-- ASSIGNMENT --
Nothing belongs in the answer except the lines of the material that include "browser".

-- DATA TO EXAMINE --
PR #2124, opened 2018-04-20
Hotfix/fix fs event overload

Akin909:
@bryphe @CrossR important bugfix here, noted since I merged in the FileWatcher that if you switch project roots the filesystem watcher would send an event for all the subdirectories and files of the newly watched directory resulting in 100s of events which bombard oni.

I've added a throttle off `300ms` to the events being fired to stop the bombardment

Discussion Points: Wasn't sure if it would be preferable to throttle the refresh dispatch, and have the watcher respond with all the events it receives?

### DIFF
--- a/browser/src/Services/Explorer/ExplorerStore.ts
+++ b/browser/src/Services/Explorer/ExplorerStore.ts
@@ -633,13 +633,17 @@ export const clearUpdateEpic: ExplorerEpic = (action$, store) =>
         .mergeMap(() => timer(2_000).mapTo(Actions.clearUpdate))
 
 const refreshEpic: ExplorerEpic = (action$, store) =>
-    action$.ofType("REFRESH").mergeMap(() => {
-        const state = store.getState()
+    action$
+        .ofType("REFRESH")
+        .auditTime(300)
+        .mergeMap(() => {
+            console.log("REFRESHING")
+            const state = store.getState()
 
-        return Object.keys(state.expandedFolders).map(p => {
-            return Actions.expandDirectory(p)
+            return Object.keys(state.expandedFolders).map(p => {
+                return Actions.expandDirectory(p)
+            })
         })
-    })
 
 const expandDirectoryEpic: ExplorerEpic = (action$, store, { fileSystem }) =>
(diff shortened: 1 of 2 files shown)


bryphe:
> @bryphe @CrossR important bugfix here, noted since I merged in the FileWatcher that if you switch project roots the filesystem watcher would send an event for all the subdirectories and files of the newly watched directory resulting in 100s of events which bombard oni.

Ah good catch... that would be brutal!

> Discussion Points: Wasn't sure if it would be preferable to throttle the refresh dispatch, and have the watcher respond with all the events it receives?

Yes, perhaps it makes sense actually to move this logic to our `refreshEpic` in `ExplorerStore` - I can't think of a scenario where we'd want to refresh that aggressively.

We could use [`auditTime`](https://github.com/ReactiveX/rxjs/blob/master/src/internal/operators/auditTime.ts)  on our epic there, like:
```
    action$.ofType("REFRESH")
   .auditTime(300) 
   .mergeMap(() => {
        const state = store.getState()

        return Object.keys(state.expandedFolders).map(p => {
            return Actions.expandDirectory(p)
        })
    })
```

I think this approach may actually be preferable, because based on the interface of the `FileSystemWatcher` - if we had several 'add' or 'move' events happen in succession, I believe we'd actually drop some of those with the throttle (we'd only get the first/last depending on what the leading/trailing defaults are). So if something else depending on the `FileSystemWatcher`, it might lead to confusing or unintuitive behavior - it wouldn't be clear why sometimes in high-frequency changes we'd drop events.

Akin909:
@bryphe changed this PR to use `auditTime` as you suggested and this seems to work quite well

Akin909:
@bryphe just wanted to mention somewhere since I know you plan on releasing soon that I think this PR might be required before release or alternatively reverting the `FSWatcher` as the bombardment really negatively impacts user experience when loading a project folder (btw I've been running this PR locally and it resolves the issue v. well).

bryphe:
Awesome, thanks @Akin909 ! Change looks great.  Appreciate you calling out that we should include, I'll make sure it's included in 0.3.3 👍

PR #2126, opened 2018-04-20
Add back cache to VSCode scorer.

CrossR:
After adding back the cache, the sorting is certainly quicker but still not at VSCode level.

Need to have a look and see if it makes sense to keep the cache around longer, and also see if we can have the scoring not block the typing which I see occasionally.

I'm testing this on the VSCode git repo, which seems a pretty large repo and seems to show the slow down.

One note though if someone else tries to compare vs VSCode is that they have a pretty large exclude list, so you'd want to stick that in your project specific `.oni/config` to make the comparison a bit fairer. Or disable it in VSCode. It can be found in `.vscode/settings.json`.

### DIFF
--- a/browser/src/Services/QuickOpen/VSCodeFilter.ts
+++ b/browser/src/Services/QuickOpen/VSCodeFilter.ts
@@ -57,7 +57,7 @@ export const vsCodeFilter = (
     // TODO: Is it worth instead persisting this cache?
     // Plus side is repeated searches are fast.
     // Down side is there will be a lot of rubbish being stored too.
-    let cache: ScorerCache = {}
+    const cache: ScorerCache = {}
 
     const filteredOptions = processSearchTerm(vsCodeSearchString, options, cache)
 
--- a/browser/src/Services/QuickOpen/VSCodeFilter.ts
+++ b/browser/src/Services/QuickOpen/VSCodeFilter.ts
@@ -15,6 +15,7 @@ import {
 } from "./Scorer/OniQuickOpenScorer"
 
 import { IMenuOptionWithHighlights, shouldFilterbeCaseSensitive } from "./../Menu"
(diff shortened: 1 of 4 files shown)


bryphe:
Awesome, thanks for bringing this back in @CrossR ! 💯

browser/src/Services/QuickOpen/VSCodeFilter.ts
```diff
@@ -49,7 +50,16 @@ export const vsCodeFilter = (
             ? listOfSearchTerms.slice(1).join("") + listOfSearchTerms[0]
             : listOfSearchTerms[0]
 
-    const filteredOptions = processSearchTerm(vsCodeSearchString, options)
+    // Adds a cache for the scores. This is needed to stop the final score
+    // compare from repeating all the scoring logic again.
+    // Currently, this only persists for the current search, which will speed
+    // up that search only.
+    // TODO: Is it worth instead persisting this cache?
```
bryphe: Good question - do you mean persisting this cache on the filesystem, so that it's available on startup?  Or persisting in memory for the duration of the session? I think the latter may make sense... the former might be overkill for now (but maybe something we could do later)

bryphe: Or we could stick with the current strategy for now - it's at least much faster since we don't repeat the scoring logic for final scoring, and hook up the persistence later (if needed)

CrossR: I was meaning the later, persisting for the session.
It would make subsequent searches pretty much instant, The only concern I had is that every single search is persisted so it could end up getting quite big.

That is for `QuickOpen` the results are stored for `Q`, `Qu`, `Qui`...and so on. I think VSCode does persist it for the whole session though.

-- TASK OUTPUT --
--- a/browser/src/Services/Explorer/ExplorerStore.ts
+++ b/browser/src/Services/Explorer/ExplorerStore.ts
--- a/browser/src/Services/QuickOpen/VSCodeFilter.ts
+++ b/browser/src/Services/QuickOpen/VSCodeFilter.ts
--- a/browser/src/Services/QuickOpen/VSCodeFilter.ts
+++ b/browser/src/Services/QuickOpen/VSCodeFilter.ts
browser/src/Services/QuickOpen/VSCodeFilter.ts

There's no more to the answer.